PR #15850, opened 2025-12-02
fix: pathsToSave should allow saving parent paths of whitelisted paths

Bitshifter-9:
This PR fixes an issue where pathsToSave would skip updates when a modified path was a parent of one of the whitelisted paths. As a result, valid updates were being ignored even though they should have been saved.

What Was Changed

In lib/model.js, the save method now checks whether the modified key is either:

a parent of a whitelisted path, or

a child of it.

If either condition matches, the path is correctly included in the delta.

========================================================================

**REQUIREMENT:** In the entries above, take the line containing "What Was Changed" and each later line through the last, and repeat them exactly. Output nothing else.

**EXERCISE OUTPUT:**
What Was Changed

In lib/model.js, the save method now checks whether the modified key is either:

a parent of a whitelisted path, or

a child of it.

If either condition matches, the path is correctly included in the delta.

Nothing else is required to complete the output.